Lines to return, exactly: from the line with "much better now." to the line with "and encode many." in the entries below, both included.

(INPUT begins)

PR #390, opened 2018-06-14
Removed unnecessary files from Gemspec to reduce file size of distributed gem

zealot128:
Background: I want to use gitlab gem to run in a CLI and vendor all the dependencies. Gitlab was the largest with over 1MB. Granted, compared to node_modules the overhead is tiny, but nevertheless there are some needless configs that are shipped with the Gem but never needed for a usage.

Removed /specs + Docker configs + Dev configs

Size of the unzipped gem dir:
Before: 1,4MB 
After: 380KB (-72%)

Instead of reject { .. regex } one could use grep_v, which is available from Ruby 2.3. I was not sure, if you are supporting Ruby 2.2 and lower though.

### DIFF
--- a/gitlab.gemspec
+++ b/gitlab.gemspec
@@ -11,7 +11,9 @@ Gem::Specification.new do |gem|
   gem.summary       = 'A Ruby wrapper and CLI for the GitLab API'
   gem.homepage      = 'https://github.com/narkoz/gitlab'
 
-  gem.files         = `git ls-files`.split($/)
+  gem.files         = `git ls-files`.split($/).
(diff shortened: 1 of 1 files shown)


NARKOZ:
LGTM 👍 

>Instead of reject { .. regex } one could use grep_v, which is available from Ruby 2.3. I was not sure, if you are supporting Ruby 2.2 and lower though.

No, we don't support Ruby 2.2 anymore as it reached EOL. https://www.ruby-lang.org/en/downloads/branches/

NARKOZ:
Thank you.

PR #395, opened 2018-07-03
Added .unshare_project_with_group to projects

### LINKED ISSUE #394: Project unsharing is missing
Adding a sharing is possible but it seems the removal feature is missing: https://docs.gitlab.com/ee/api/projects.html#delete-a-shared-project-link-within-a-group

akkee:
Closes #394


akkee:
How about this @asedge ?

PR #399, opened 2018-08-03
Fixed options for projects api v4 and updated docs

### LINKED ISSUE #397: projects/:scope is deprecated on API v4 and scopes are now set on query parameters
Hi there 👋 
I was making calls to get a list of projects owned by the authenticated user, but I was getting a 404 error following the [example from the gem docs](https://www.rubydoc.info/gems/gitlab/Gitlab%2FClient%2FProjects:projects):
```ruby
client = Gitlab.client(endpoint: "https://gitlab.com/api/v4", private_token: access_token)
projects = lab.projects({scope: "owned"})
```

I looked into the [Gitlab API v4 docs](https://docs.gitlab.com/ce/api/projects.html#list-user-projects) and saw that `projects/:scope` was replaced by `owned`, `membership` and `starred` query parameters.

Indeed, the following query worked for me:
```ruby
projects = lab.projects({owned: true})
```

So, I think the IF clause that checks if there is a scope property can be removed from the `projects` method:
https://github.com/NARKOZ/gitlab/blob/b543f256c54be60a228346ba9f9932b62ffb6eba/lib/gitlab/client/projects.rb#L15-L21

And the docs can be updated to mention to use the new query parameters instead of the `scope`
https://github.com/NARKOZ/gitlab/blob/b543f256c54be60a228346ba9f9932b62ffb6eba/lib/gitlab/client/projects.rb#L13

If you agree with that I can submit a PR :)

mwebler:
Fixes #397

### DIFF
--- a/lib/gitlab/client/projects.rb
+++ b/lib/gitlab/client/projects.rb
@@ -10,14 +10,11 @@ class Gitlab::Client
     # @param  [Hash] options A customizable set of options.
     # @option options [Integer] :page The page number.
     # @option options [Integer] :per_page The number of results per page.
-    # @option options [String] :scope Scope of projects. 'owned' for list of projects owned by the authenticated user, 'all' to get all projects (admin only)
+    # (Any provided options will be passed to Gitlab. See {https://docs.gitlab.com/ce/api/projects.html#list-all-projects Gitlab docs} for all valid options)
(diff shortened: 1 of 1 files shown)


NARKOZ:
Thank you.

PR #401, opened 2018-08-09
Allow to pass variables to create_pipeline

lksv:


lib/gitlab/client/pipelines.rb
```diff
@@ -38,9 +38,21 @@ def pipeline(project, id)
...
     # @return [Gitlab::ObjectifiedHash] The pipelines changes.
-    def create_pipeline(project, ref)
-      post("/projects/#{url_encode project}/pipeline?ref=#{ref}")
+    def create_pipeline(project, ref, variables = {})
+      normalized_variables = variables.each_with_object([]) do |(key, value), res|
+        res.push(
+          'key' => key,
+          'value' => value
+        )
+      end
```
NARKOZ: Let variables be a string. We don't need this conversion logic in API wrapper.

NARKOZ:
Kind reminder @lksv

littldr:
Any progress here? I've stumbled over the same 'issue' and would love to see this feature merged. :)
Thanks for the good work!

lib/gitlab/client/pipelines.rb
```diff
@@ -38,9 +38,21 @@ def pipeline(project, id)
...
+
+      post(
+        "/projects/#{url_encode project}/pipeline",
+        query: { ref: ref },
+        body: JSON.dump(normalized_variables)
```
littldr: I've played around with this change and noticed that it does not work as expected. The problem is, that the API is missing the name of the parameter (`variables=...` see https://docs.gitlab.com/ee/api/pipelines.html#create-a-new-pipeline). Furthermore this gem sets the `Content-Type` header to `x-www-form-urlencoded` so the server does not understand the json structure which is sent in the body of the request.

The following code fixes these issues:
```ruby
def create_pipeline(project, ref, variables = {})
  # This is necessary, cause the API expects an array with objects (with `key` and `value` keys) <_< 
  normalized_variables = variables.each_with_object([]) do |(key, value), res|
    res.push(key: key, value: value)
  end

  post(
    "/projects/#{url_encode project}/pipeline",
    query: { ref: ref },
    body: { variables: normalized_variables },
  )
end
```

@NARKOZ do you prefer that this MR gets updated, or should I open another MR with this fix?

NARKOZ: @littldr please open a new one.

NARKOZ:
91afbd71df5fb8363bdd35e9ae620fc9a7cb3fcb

(INPUT ends)
(INPUT begins)

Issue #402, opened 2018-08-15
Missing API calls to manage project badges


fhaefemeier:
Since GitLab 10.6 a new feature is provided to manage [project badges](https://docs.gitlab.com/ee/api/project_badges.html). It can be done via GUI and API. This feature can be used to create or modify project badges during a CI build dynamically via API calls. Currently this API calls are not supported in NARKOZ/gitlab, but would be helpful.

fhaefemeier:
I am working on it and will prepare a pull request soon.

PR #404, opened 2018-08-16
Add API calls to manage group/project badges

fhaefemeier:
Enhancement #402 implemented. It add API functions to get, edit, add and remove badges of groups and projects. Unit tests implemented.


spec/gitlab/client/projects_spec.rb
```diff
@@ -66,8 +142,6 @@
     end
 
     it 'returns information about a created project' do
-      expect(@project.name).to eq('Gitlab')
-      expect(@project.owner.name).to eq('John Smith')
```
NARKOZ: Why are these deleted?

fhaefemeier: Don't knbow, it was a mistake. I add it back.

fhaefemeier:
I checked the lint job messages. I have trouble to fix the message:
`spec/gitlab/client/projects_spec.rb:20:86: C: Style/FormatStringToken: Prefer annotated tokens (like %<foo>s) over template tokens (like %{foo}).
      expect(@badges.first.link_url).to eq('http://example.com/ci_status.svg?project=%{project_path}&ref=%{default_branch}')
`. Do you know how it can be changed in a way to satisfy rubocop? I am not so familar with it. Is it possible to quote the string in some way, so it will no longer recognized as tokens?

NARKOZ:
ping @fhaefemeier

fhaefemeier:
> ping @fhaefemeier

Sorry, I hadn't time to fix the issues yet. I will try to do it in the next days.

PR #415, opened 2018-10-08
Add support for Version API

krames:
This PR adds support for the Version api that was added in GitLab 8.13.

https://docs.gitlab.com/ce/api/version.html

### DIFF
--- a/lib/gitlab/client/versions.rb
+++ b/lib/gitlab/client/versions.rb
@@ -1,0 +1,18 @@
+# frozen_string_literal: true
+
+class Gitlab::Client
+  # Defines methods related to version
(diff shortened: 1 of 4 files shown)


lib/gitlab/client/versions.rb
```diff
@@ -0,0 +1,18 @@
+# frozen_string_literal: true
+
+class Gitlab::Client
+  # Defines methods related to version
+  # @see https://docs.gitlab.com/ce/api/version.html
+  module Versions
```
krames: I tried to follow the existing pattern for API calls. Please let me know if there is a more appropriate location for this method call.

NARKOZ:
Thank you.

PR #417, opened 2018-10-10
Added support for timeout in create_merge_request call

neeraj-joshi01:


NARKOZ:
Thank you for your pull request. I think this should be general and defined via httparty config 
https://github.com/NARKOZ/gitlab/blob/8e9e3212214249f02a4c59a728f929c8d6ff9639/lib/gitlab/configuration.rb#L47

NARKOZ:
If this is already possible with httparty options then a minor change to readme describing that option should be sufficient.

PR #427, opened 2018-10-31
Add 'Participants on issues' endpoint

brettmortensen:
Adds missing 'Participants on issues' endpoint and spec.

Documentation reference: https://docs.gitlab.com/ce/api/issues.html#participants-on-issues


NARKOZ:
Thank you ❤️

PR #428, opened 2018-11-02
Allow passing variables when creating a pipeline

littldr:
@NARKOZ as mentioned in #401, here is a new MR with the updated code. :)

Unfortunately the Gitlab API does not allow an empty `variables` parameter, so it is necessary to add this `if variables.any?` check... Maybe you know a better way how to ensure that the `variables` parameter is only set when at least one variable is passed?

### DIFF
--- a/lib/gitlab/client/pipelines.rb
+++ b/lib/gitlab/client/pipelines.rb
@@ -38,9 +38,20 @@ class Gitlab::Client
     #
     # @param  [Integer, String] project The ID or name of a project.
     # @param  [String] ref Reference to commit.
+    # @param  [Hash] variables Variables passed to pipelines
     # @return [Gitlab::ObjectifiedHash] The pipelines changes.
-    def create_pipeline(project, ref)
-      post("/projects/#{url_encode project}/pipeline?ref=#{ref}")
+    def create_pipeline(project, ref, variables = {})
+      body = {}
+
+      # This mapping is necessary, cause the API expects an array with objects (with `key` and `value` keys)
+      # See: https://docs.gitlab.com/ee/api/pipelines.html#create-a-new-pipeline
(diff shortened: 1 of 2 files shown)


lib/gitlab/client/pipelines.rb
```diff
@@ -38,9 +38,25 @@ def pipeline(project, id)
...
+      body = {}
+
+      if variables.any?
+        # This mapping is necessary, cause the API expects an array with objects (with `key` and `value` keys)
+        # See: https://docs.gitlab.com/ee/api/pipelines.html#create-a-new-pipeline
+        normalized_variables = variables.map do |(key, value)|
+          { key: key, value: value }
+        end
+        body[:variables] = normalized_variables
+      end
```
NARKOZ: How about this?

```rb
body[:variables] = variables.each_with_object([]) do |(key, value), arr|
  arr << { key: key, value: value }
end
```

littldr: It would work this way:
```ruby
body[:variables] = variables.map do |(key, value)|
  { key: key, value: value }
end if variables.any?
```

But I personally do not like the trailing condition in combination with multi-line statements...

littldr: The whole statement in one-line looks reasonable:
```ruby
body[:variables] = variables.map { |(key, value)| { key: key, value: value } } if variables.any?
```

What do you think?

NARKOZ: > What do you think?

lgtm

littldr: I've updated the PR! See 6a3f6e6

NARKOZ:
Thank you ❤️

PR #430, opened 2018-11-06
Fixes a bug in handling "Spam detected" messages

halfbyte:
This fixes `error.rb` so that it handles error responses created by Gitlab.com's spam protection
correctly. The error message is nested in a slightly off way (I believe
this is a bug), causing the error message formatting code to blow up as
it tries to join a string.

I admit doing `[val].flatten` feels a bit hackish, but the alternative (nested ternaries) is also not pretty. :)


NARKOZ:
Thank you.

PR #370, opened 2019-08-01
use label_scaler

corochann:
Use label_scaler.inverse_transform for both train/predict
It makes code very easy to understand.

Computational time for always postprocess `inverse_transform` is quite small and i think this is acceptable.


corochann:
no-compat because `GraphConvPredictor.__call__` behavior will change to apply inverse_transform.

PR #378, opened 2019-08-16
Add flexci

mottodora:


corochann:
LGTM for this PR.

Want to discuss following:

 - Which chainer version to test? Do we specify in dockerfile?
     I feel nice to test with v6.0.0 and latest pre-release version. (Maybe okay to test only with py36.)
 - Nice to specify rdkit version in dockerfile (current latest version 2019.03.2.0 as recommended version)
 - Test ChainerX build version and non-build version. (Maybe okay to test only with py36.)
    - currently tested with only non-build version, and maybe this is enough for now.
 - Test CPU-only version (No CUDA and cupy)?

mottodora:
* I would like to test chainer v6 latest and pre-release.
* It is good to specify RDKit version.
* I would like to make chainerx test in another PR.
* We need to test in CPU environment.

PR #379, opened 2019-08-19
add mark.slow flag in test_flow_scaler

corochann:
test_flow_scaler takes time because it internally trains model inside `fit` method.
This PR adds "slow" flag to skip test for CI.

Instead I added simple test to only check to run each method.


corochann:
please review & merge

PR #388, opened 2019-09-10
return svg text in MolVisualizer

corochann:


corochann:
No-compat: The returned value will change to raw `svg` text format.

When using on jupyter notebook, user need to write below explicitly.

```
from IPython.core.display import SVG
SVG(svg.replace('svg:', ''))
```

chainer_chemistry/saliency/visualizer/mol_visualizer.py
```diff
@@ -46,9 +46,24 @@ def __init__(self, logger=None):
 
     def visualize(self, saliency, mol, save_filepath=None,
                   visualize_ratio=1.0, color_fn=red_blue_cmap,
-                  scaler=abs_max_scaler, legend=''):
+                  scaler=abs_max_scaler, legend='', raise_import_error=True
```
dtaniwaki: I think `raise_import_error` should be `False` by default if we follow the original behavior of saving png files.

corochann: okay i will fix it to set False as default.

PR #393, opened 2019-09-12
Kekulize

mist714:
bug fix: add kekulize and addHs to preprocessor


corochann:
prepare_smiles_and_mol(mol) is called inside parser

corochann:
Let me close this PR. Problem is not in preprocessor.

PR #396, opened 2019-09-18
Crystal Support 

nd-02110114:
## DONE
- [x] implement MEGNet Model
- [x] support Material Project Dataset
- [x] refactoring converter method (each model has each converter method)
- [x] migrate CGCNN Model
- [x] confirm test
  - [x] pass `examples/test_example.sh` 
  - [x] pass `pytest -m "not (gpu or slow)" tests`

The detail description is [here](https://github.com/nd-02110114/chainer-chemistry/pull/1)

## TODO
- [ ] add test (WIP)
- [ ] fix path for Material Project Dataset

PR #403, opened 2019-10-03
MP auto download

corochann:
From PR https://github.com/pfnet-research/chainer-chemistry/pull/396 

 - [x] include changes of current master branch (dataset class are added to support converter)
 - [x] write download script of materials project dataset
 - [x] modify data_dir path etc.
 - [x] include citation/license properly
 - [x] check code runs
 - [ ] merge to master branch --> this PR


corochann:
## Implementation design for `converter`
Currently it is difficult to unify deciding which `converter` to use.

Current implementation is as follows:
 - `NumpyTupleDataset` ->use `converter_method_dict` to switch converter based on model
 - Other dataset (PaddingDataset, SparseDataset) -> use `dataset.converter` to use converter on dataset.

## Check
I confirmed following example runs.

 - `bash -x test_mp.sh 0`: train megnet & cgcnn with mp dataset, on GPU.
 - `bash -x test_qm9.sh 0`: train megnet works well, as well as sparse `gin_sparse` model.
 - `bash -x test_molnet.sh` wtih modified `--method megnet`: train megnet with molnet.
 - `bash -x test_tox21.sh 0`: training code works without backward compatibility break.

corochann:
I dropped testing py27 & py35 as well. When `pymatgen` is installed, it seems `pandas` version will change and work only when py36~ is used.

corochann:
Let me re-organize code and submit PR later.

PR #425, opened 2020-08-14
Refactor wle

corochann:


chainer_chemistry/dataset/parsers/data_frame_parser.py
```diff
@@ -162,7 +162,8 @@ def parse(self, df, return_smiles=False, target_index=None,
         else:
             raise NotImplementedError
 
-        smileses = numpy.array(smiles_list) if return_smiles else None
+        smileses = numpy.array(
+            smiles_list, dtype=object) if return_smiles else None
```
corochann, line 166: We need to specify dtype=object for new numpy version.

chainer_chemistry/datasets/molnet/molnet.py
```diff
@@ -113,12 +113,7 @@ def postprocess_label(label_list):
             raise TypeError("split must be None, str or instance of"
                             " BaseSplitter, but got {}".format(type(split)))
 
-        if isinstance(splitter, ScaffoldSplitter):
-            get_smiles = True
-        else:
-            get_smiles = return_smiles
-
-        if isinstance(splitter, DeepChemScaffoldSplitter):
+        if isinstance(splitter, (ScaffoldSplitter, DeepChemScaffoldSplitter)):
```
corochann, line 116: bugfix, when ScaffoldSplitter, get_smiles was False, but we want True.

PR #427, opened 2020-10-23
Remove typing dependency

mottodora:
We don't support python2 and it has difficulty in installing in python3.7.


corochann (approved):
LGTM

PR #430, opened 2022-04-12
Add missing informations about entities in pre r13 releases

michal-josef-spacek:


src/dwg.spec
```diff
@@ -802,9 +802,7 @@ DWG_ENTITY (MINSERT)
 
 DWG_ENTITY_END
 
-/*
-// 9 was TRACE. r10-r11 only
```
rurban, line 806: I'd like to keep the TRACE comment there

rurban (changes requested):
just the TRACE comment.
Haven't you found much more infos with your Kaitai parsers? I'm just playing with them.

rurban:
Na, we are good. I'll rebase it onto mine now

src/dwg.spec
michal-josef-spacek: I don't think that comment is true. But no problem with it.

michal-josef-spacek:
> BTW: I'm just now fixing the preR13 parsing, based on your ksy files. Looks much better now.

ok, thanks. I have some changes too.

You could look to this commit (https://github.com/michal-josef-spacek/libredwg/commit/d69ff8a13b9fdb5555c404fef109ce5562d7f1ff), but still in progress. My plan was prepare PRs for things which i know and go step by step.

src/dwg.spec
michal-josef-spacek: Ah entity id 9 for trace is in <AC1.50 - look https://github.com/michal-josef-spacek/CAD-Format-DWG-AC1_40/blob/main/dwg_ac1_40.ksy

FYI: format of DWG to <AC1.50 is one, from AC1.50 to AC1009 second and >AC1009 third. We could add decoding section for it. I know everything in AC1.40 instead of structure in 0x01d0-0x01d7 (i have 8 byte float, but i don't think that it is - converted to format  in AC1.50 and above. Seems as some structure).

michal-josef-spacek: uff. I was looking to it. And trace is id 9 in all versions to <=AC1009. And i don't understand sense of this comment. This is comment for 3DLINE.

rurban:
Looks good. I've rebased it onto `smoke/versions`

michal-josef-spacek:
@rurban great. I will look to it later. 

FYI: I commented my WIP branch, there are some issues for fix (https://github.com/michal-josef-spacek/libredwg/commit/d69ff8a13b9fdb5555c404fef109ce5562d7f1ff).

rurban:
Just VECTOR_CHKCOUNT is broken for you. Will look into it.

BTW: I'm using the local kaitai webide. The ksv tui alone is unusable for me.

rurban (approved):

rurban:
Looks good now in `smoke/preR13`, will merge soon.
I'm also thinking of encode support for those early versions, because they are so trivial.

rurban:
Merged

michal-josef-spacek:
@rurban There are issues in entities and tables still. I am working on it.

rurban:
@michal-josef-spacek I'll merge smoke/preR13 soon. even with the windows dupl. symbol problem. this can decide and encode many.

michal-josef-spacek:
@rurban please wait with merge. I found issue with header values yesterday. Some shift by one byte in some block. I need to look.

(INPUT ends)

## SOLUTION FOR THIS TASK:
> BTW: I'm just now fixing the preR13 parsing, based on your ksy files. Looks much better now.

ok, thanks. I have some changes too.

You could look to this commit (https://github.com/michal-josef-spacek/libredwg/commit/d69ff8a13b9fdb5555c404fef109ce5562d7f1ff), but still in progress. My plan was prepare PRs for things which i know and go step by step.

src/dwg.spec
michal-josef-spacek: Ah entity id 9 for trace is in <AC1.50 - look https://github.com/michal-josef-spacek/CAD-Format-DWG-AC1_40/blob/main/dwg_ac1_40.ksy

FYI: format of DWG to <AC1.50 is one, from AC1.50 to AC1009 second and >AC1009 third. We could add decoding section for it. I know everything in AC1.40 instead of structure in 0x01d0-0x01d7 (i have 8 byte float, but i don't think that it is - converted to format  in AC1.50 and above. Seems as some structure).

michal-josef-spacek: uff. I was looking to it. And trace is id 9 in all versions to <=AC1009. And i don't understand sense of this comment. This is comment for 3DLINE.

rurban:
Looks good. I've rebased it onto `smoke/versions`

michal-josef-spacek:
@rurban great. I will look to it later. 

FYI: I commented my WIP branch, there are some issues for fix (https://github.com/michal-josef-spacek/libredwg/commit/d69ff8a13b9fdb5555c404fef109ce5562d7f1ff).

rurban:
Just VECTOR_CHKCOUNT is broken for you. Will look into it.

BTW: I'm using the local kaitai webide. The ksv tui alone is unusable for me.

rurban (approved):

rurban:
Looks good now in `smoke/preR13`, will merge soon.
I'm also thinking of encode support for those early versions, because they are so trivial.

rurban:
Merged

michal-josef-spacek:
@rurban There are issues in entities and tables still. I am working on it.

rurban:
@michal-josef-spacek I'll merge smoke/preR13 soon. even with the windows dupl. symbol problem. this can decide and encode many.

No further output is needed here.